This post is also available in Dutch.
Robots made of living cells
The word “robot”, a machine that can perform certain tasks on its own, has been around for 100 years now. It first appeared in a 1920 play written by the Czech writer Karel Čapek, although the notion of automatons and self-operating machines goes further back in history. A team of roboticists and biologists in the USA have recently begun to expand our notion of a robot. They build machines made not from metal, ceramics, and plastics, but from living tissue, called xenobots.
How to build a xenobot?
The first work on xenobots is from 2020, in which an embryo of an African clawed frog (Xenopus laevis) was used to harvest skin cells and heart muscle cells that were then assembled by hand into a computer-specified design. This design of xenobots was derived in a computer simulated environment using a genetic algorithm. It wasn’t thus researchers who came up with the specific shape of xenobots but the algorithm. The algorithm exploited a mechanism similar to that used by biological evolution: populations of candidate shapes were continuously modified and got discarded to favour the best shape. The goal of simulations was to evolve a xenobot able to move as fast as possible.

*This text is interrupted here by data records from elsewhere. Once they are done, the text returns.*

PR #427, opened 2017-11-01
Lossless rotation for JPEG

ltGuillaume:
Tested on Android 7.1.1 VM and Android 4.4 VM


app/src/main/kotlin/com/simplemobiletools/gallery/activities/ViewPagerActivity.kt
```diff
@@ -483,18 +496,45 @@ class ViewPagerActivity : SimpleActivity(), ViewPager.OnPageChangeListener, View
...
+                6 -> 90f
+                else -> 0f
+            }
+            orientationDegrees = (orientationDegrees + mRotationDegrees) % 360
+            orientation = when (orientationDegrees) {
+                90f -> 6
+                180f -> 3
+                270f -> 8
+                else -> 1
+            }
```
tibbi: for these 2 "when" cases create some helper functions similar to https://github.com/SimpleMobileTools/Simple-Gallery/commit/3c3740731564b47b1be0e9c608b7852a2cc2eef2#diff-0c323285093b03e42d5770c0ff050227R260 , where instead of magic numbers 6,3,8,1 you use constants like ExifInterface.ORIENTATION_ROTATE_90 , degrees are ok. You can also cast orientation to string in the function, to avoid ugly code like: ""+ orientation

tibbi:
Ive added 2 comments. Havent checked the actual functionality yet, just the code style. Thanks

app/src/main/kotlin/com/simplemobiletools/gallery/activities/ViewPagerActivity.kt
ltGuillaume: - Haha I had that,but changed it to hhardcoded values for uniformity with https://github.com/SimpleMobileTools/Simple-Gallery/blob/3c3740731564b47b1be0e9c608b7852a2cc2eef2/app/src/main/kotlin/com/simplemobiletools/gallery/fragments/PhotoFragment.kt#L127

- I can make that function public to prevent redundancy or create a helper function, your call.
- Will also check if file is copied successfully beefore EXIF operation.
- Should I use an abstract copy function of yours maybe?

tibbi: just use android.media.ExifInterface for constants, they fit there.

tibbi:
yea, from style point of view it looks much better. However, EXIF seems to work properly only on internal storage, it is ignored at SD card files. So at isJpg() you should also check !isPathOnSD(currPath).
So basically we will be using EXIF rotation only at jpgs on internal storage. Do the jpg and sd card check earlier (together with a File(it).exists() check), so we can avoid the whole temporary file creation and inputstreams altogether, if we are just modifying the exif of an already existing image. Thanks

ltGuillaume:
How have you checked this? I want to reproduce, but I can't: on SD it's working here.

tibbi:
currently it doesnt even get to the exif part, it fails at saveRotation FileNotFoundException with file not found, permission denied. What Android version are you testing the SD card with? Do you have an actual device, or emulators only?

ltGuillaume:
If we put the temporary file in the app's own directory
`val tmpFile = File(applicationInfo.dataDir, ".tmp_${it.getFilenameFromPath()}")`
then do the changes and then move it to the selected path, it should work. The current
```
renameFile(tmpFile, selectedFile) {
  deleteFile(tmpFile) {}
}
```
won't work then. I don't know what kind of copyMoveFiles()/copyMoveTo() kind of abstract function would be best for that, though, I've been looking through it, but that means I'd have to figure out the entire structure of Gallery, Common-Tools etc., not to mention I'm not used to Kotlin.

tibbi:
yeah, guess I will accept the current version and finish it myself, working with SD card files on android is a nightmare, not really a good place to start :p Thanks for the work

ltGuillaume:
Yeah it is. But basically I don't want to "re-implement" stuff that's already there, that won't help you in any way. I just don't have a clear picture of the app's structure yet.

tibbi:
ye that's understandable, many tricks are needed at working with files

tibbi:
so I ended up rewriting it quite a bit as it had a few issues, seems to work fine on my devices now, both on internal and SD. Saving on SD card is quite slow, but I dont think theres much to do.

ltGuillaume:
It looks nicer maybe, but to be totally honest, I think this is far from a solution: now, without even informing the user, sometimes there's lossless rotation and sometimes there's lossy rotation AND the loss of all EXIF tags. I find it hard to believe that only Bitmap.compress() _can_ circumvent the problems with writing to SD, while there's no way to be found for copying a properly EXIF-rotated file from a temporary file in applicationInfo.dataDir (which worked) to a location on the SD, don't you think? It might be 1 step more, but it's a lot cleaner.

Furthermore, I found this little issue with your latest commit:
- Rotate once and save the pic to a different file
- Then rotate again immediately after
Result: rotation is again only 90 degrees (so it looks like nothing happens, because it was already rotated 90 degrees)

tibbi:
well I tried saving EXIF on SD card files already multiple times, it just didnt work. Maybe I will find a solution someday.

tibbi:
I could copy the old exif to the new one when saving to a different file on the internal storage tho

ltGuillaume:
Errr, that's exactly what I already proposed before :-P

tibbi:
Ive actually tested it already and it seems to be working, guess that inputstream copying copied the exif too

ltGuillaume:
Great! I tried that, too, but the only thing I bumped into was that "renameFile" didn't move from Internal storage to SD card, that's why I asked what fun that can do that I could use.

PR #437, opened 2017-11-03
Rotation button fix

ltGuillaume:
When rotating is initiated, show rotate button permanently to facilitate further rotation. Also, prevent accidental click on Delete when the option "replace share with rotate" is enabled.

### DIFF
--- a/app/src/main/kotlin/com/simplemobiletools/gallery/activities/ViewPagerActivity.kt
+++ b/app/src/main/kotlin/com/simplemobiletools/gallery/activities/ViewPagerActivity.kt
@@ -236,6 +236,11 @@ class ViewPagerActivity : SimpleActivity(), ViewPager.OnPageChangeListener, View
             findItem(R.id.menu_share_1).isVisible = !config.replaceShare
             findItem(R.id.menu_share_2).isVisible = config.replaceShare
             findItem(R.id.menu_rotate).isVisible = currentMedium.isImage()
+            findItem(R.id.menu_rotate).setShowAsAction(
+                if (mRotationDegrees !== 0f)
+                    MenuItem.SHOW_AS_ACTION_ALWAYS
+                else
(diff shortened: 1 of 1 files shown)


tibbi:
ye seems to work fine, "Save as" is still higher priority and so it is visible. Just move it as the last item at menu.apply and add some brackets, so it looks ok. 

While you are at rotating, I also want to start showing a degree picker at pressing the rotate button, so for example for rotating by 270 degrees you dont have to press it three times, just press "Rotate" and "Rotate left". It was already implemented some time ago as kind of submenu items, it would be good to have it back. It was removed at https://github.com/SimpleMobileTools/Simple-Gallery/commit/3c3740731564b47b1be0e9c608b7852a2cc2eef2#diff-c3051abca494a588aa5e78fff5374477 . Thanks

ltGuillaume:
I think that's unwise, since it'll mean that you 1) always have to press twice, and 2) you have to search for the right menu item AND anticipate on how many degrees you want to rotate it. Before you've done that you have already clicked the button (that's at a fixed position) until it's in the right orientation, way better.

ltGuillaume:
Fixed... unless you'd like the last `)` on a new line, too :-P

tibbi:
okay, leave it then. Since the rotate button will be more visible now, it should be good enough. Thanks

tibbi:
so I split the button afterall as people expect it to work like that and it also saves time

ltGuillaume:
I don't like it for when the option to always show the rotate action button is enabled, but it's your choice of course ;-)

ltGuillaume:
Are you open to making this split button optional (or off) when the share button is replaced by the rotate button? I've seen too many ppl. now - including my poort mom ;) - who were not happy at all with it. Direct visual feedback (instant rotation) is so much easier for most ppl.

tibbi:
I want to keep it as it is for now, not add too many unnecessary options.

PR #443, opened 2017-11-07
Adding handleSAFDialog for EXIF rotation

ltGuillaume:


tibbi:
have you tested if it works properly? I just wrote it from the top of my head

ltGuillaume:
Yes, I tested it. The only issue I had is more global: it tends not to refresh the folder properly, so it "looks like" the photo is gone. I have the same thing on this device in some other situations, though: sometimes a newly created photo _is_ shown as the folder preview, but once I enter the folder, that new photo is nowhere to be found. Even pull-to-refresh does not make the photo appear. Most of the times, going back and then entering the folder again fixes it, but in the case of a freshly rotated photo after the handleSAFDialog, it simply won't appear even when re-entering the folder or even when closing and re-opening Simple Gallery. Stupid problem, not enough details and hard to isolate and reproduce... sorry.

tibbi:
ok thats good enough, thanks

PR #451, opened 2017-11-10
Update strings.xml

gcalzo:
I have removed a backslash (before a "single quote") into "app_long_description" because it's shown on both my phone and on the web!! :-?


tibbi:
That way I cannot compile the app :p I will try removing the quotes from playstore descriptions someday, nobody reads it anyway.

gcalzo:
...I read it... :-D

Issue #2378, opened 2022-03-12
feature to keep the display on


sidmint:
An option to keep the display on while using the app. I usually read texts in iamges which takes longer than usual time. Thanks for the app.

PR #2387, opened 2022-03-24
[feat] Keep display on when viewing media in full screen mode 

DoozyDoz:
###Overview 
- In response to feature request #2378 and the changes requested in PR #2386.

###Changes
- removed unnecessary spaces 
- changed "do not sleep" to "keep display on"
- translated string to available languages.


tibbi:
add the strings into the proper place, not at the end of the files. And use just the english version, do not use machine translating.

DoozyDoz:
Thanks let me do so

DoozyDoz:
@tibbi - updated as requested.
Regards

PR #2402, opened 2022-04-10
Add padding into the grid view

zafarella:
* update to latest gradle
* fix minor gradle dep issue for room
* add padding in the directory and thumbnail view


tibbi:
you can already add padding properly in the app settings

zafarella:
ah, didn't noticed setting, ty. imho default should be 16

PR #2404, opened 2022-04-10
fix renaming

KryptKode:
### Changes
- show an error message when a user tries to rename a file on the root of the SD Card in `ViewPagerActivity` and `MediaAdapter`
- in `PickDirectoryDialog`, use the `Activity.isAStorageRootFolder` method instead of `String.isBasePath`

> The commons module should be updated after merging [the PR](https://github.com/SimpleMobileTools/Simple-Commons/pull/1369) for the changes in this PR to work

https://user-images.githubusercontent.com/25648077/162611064-fd92c21c-d729-4924-8f19-688cc5fb6c46.mp4

### DIFF
--- a/app/src/main/kotlin/com/simplemobiletools/gallery/pro/adapters/MediaAdapter.kt
+++ b/app/src/main/kotlin/com/simplemobiletools/gallery/pro/adapters/MediaAdapter.kt
@@ -234,11 +234,19 @@ class MediaAdapter(
     }
 
     private fun renameFile() {
+        val firstPath = getFirstSelectedItemPath() ?: return
+
+        val isSDOrOtgRootFolder = activity.isAStorageRootFolder(firstPath.getParentPath()) && !firstPath.startsWith(activity.internalStoragePath)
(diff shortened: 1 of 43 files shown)


app/src/main/kotlin/com/simplemobiletools/gallery/pro/adapters/MediaAdapter.kt
```diff
@@ -234,11 +234,19 @@ class MediaAdapter(
     }
 
     private fun renameFile() {
+        val firstPath = getFirstSelectedItemPath() ?: return
+
+        val isSDOrOtgRootFolder = activity.isAStorageRootFolder(firstPath.getParentPath()) && !firstPath.startsWith(activity.internalStoragePath)
+        if (isRPlus() && isSDOrOtgRootFolder) {
+            activity.toast(R.string.rename_in_sd_card_system_restriction)
```
tibbi, line 241: use Toast.LENGTH_LONG for such longer error message please, so there is enough time for reading them

PR #2405, opened 2022-04-11
restore from recycle bin SDK 30+

KryptKode:
### Changes
- when a file is on the root of Internal Storage or SD Card, change the destination to the `/Pictures` folder; we cannot write to the root of any volume on SDK 30+
- call `handleSAFDialogSdk30`, so users are prompted to allow SAF when restoring, if not previously allowed
- if there are conflicts, handle it as though it's a `CONFLICT_KEEP_BOTH` by appending some characters to the destination name
- add a new string `R.string.restore_to_path` shown when restoring to `/Pictures `folder on SDK 30+ instead of the root folder


tibbi:
tried restoring an existing file at /internal/DCIM/Camera/Subfolder, it created another one with (1) appended, didnt ask for conflict resolution. Lets keep it like this though, it isnt a bit issue and I dont want to postpone the new app update.

PR #2436, opened 2022-04-28
handle mange media for renaming

KryptKode:
## Notes
- handle manage media for renaming/deleting
- move the `launchMediaManagementIntent` method to the commons module
    - we added this in the commons module in [this PR](https://github.com/SimpleMobileTools/Simple-Commons/pull/1385) so we can detect when a user has activated or denied the permission to trigger a callback
    - we added a new method `BaseSimpleActivity.checkManageMediaOrHandleSAFDialogSdk30` that performs the check and determines if we should show the SAF dialog or not in [this PR](https://github.com/SimpleMobileTools/Simple-Commons/pull/1391)
 - the commons module should be updated after merging those PRs


tibbi:
it doesnt seem to work. At renaming with Media Management app on Android 12 I get a FileSystemException and at deleting I get the new dialog with "Use this folder"

tibbi:
tested with a folder inside /internal/DCIM/Camera

tibbi:
seems to work well in my tests, thanks

PR #2464, opened 2022-05-14
fix media store crash on deletion on android 12

### LINKED ISSUE #2454: Can't remove the only file in a folder from the image view
Hi,

I'm unable to remove the file from the image view in internal storage when it's the only file in its folder. 
- While removing, it throws an exception and then the only folder I'm able to see is a recycle bin (after refreshing the app, I can see all of them again). 
- However, removing still works when done from the thumbnails view. 
- Also, after unsuccessful remove, the file appears in recycle bin, but it's also in its original location.

https://user-images.githubusercontent.com/85929121/167111788-52bc5aea-7086-423c-8e46-307080452f9e.mp4

I have Android 12 and Simple Gallery 6.23.5 Pro (proprietary release from GitHub).

KryptKode:
## Notes
- MediaStore crashed on deletion because the `ViewPagerActivity` got finished before the `MediaStore.createDeleteRequest `executes completely
- To fix, we apply the same approach in the `MediaActivity` and finish explicitly after deletion completes, if the media list is empty
- also, only refresh the UI when the media list is not empty to avoid UI glitches
- fix the slideshow bug by resetting `mAreSlideShowMediaVisible` back to `false` when the slideshow ends
- closes #2454

**Before** | **After**
---|---
<video src="https://user-images.githubusercontent.com/25648077/168409270-fad5a29e-0ecd-4bf0-bb9f-6ea2efc7e41a.mp4" width="320"/> | <video src="https://user-images.githubusercontent.com/25648077/168409271-29c90842-5587-42fc-9b26-238d8dc636b0.mp4" width="320"/>

### DIFF
--- a/app/src/main/kotlin/com/simplemobiletools/gallery/pro/activities/ViewPagerActivity.kt
+++ b/app/src/main/kotlin/com/simplemobiletools/gallery/pro/activities/ViewPagerActivity.kt
@@ -591,6 +591,7 @@ class ViewPagerActivity : SimpleActivity(), ViewPager.OnPageChangeListener, View
             showSystemUI(true)
             mSlideshowHandler.removeCallbacksAndMessages(null)
             window.clearFlags(WindowManager.LayoutParams.FLAG_KEEP_SCREEN_ON)
+            mAreSlideShowMediaVisible = false
         }
     }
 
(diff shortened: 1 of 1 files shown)


tibbi:
looks good

PR #2543, opened 2022-07-05
Properly handle media loading and cache 

Naveen3Singh:
### Changes:

- Clear media cache only for external intents, previously it was cleared in all cases.
- When the intent is external:
  - Do sort the items randomly when random sorting is enabled
  - Allow refresh even when the video is playing (for devices where the media is loaded with delay or when there are too many items to load)

No side effects so far.


tibbi:
have you tested it with third party app intents too? Like launching a video from some file manager?

Naveen3Singh:
Yes, tested with two file managers on three devices. Didn't find any issues with delayed loading or random sorting

tibbi:
random sorting is too random now, it shows the files in a different order at the MediaActivity and ViewPagerActivity

tibbi:
Like if you open even an image from MediaActivity and swipe to the sides, it doesnt respect the shown file thumbnail order

Naveen3Singh:
Can you pls attach Prefs.xml?

tibbi:
it is used only at sorting by path or name, it makes "file2" appear before "file100".

Naveen3Singh:
it was my bad, an inverted boolean. fixed in e4aff60

app/src/main/kotlin/com/simplemobiletools/gallery/pro/activities/ViewPagerActivity.kt
```diff
@@ -1228,7 +1229,8 @@ class ViewPagerActivity : SimpleActivity(), ViewPager.OnPageChangeListener, View
     }
 
     private fun refreshViewPager(refetchPosition: Boolean = false) {
-        if (config.getFolderSorting(mDirectory) and SORT_BY_RANDOM == 0) {
+        val isNotRandomSorting = config.getFolderSorting(mDirectory) and SORT_BY_RANDOM == 0
+        if (isNotRandomSorting || isExternalIntent()) {
```
tibbi, line 1233: please make this !isRandomSorting, it looks weird

Naveen3Singh: [all right :)](https://github.com/SimpleMobileTools/Simple-Gallery/pull/2543/commits/caf6b7c5535f653ad10b997526758c6226d6a505)

tibbi:
I mean that reordering files at clicking on a folder thumbnail is ok, but at clicking a file thumbnail they shouldnt change their order

Naveen3Singh:
I reinstalled to test it on two of my devices but could not reproduce this after the changes done in https://github.com/SimpleMobileTools/Simple-Gallery/commit/e4aff60852d9564360b0a1f3be975bd486ed5b2c

Are you sure you have the build with the latest commit https://github.com/SimpleMobileTools/Simple-Gallery/commit/e4aff60852d9564360b0a1f3be975bd486ed5b2c or https://github.com/SimpleMobileTools/Simple-Gallery/pull/2543/commits/caf6b7c5535f653ad10b997526758c6226d6a505?

(for third-party intents, there is no media cache (as there is no media activity) and content is reshuffled in that case)

tibbi:
yeah, using the latest version on Android 11, but I dont think it matters. Test it with images, not videos. And use more files, not just 3.

tibbi:
it happens with fresh install, so everything is default, just set Random file sorting

Naveen3Singh:
still testing but seems fixed :)

tibbi:
alright, should be good, will try releasing it :) Thanks

Issue #2438, opened 2022-04-30
[improvement] option to replace current file when editing (checkbox?) or setting to set default file name as current file


tcaERROR-issues:
99% of edits I do on a cellular device is cropping screenshots of which I have no need for the original.

I would like to see a streamlined way to save&replace which doesnt require me to load my keyboard and backspace "_1"

Thanks for a brillaint suite of apps.

otede:
+1
On that note I really appreciate the fact that cropping no longer touches the file date!

PR #2546, opened 2022-07-06
[feat] - Replace original file after edit

DoozyDoz:
### Description
- Address feature request in issue #2438 
### Screenshot
Screenshot_20220503-155649

### Changes
- added a checkbox to the "save as" dialog that a user can tick in case the user wants to replace the original image when saving.
- upon ticking the checkbox the filename and extension fields are disabled.
- The dialog positive button is changed from "OK" to "Replace".
- When a user clicks "Replace", they are not prompted with the "overwrite confirmation" dialog (for the process of replacing to happen in fewer clicks, I imagine the user that selects "Replace Original File" option is already sure of what they want)


DoozyDoz:
@tibbi please revert

DoozyDoz:
> revert what?

If this fixes the issue.

tibbi:
closing this for now, will consider some fix later. Thanks though

DoozyDoz:
Alright

PR #2552, opened 2022-07-12
Add autodelete of exif

dri94:
Auto-delete Exif data from every image in the gallery and new images added to the gallery. For the most privacy-conscious amongst us.


tibbi:
I dont really want to add such features, thanks though

dri94:
@tibbi Any particular reason? it's very little to maintain while having a huge boost for privacy by default.

PR #2615, opened 2022-09-20
fix wrong rotation for horizontally flipped images

KryptKode:
# Why
Horizontally flipped images with orientation [`ORIENTATION_TRANSVERSE`](https://developer.android.com/reference/android/media/ExifInterface#ORIENTATION_TRANSVERSE) were rotated by 0 degs in the ViewPager screen. 
Ideally, they should be rotated by 90. 

This PR fixes it.


tibbi:
thanks, added ORIENTATION_TRANSPOSE too, hope it wont break anything

PR #678, opened 2022-08-17
fixed subindices in docs

lmiq:
Just fixed the subindices in the formula of the potential energy function.


lmiq:
sorry, looks sort of messy, I'll try again

PR #690, opened 2022-10-11
Update utilities.jl

feyereisl:
The documentation of walk!() and the default value of parameter 'ifempty' are inconsistent with each other. One states 'false', the other 'true'.


Datseris:
Oh yeah thanks! cc also @mrchaos because I guess that's the reason the wolf sheep example broke.

PR #691, opened 2022-10-13
In the wolf `walk!`, parameter update

mrchaos:
In the wolf `walk!`, `ifempty=false` is required for the wolf to eat the sheep. Without `ifempty=false` the wolf would starve to death.


sooyeon0901 (commented):
I tried same thing, this is right way.

sooyeon0901 (approved):

Datseris:
Thanks both!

What do we learn from xenobots?
Physical xenobots, which are about the size of a poppy seed, were indeed able to move around once built. In addition, they showed a behavior for which they were not evolved: when researchers sprinkled small particles in the Petri dish, xenobots started to aggregate them into piles. We like to think that a cognitive behavior – the ability to act in the environment – requires a nervous system. However, xenobots provide evidence that body is intrinsic to cognition. While the idea that embodiment facilitates cognition is not new and has been discussed in philosophy, robotics, cognitive neuroscience, linguistics, etc., to-date, xenobots provide the most tangible demonstration of this idea. The newest study on xenobots from 2021 also supports the importance of body shape. Most recently, C-shaped xenobots have been shown to make versions of themselves, essentially, self-replicate. This form of reproduction happened because C-shaped xenobots were ideal for sweeping up loose stem cells into piles that naturally clustered and developed into new copies of xenobots.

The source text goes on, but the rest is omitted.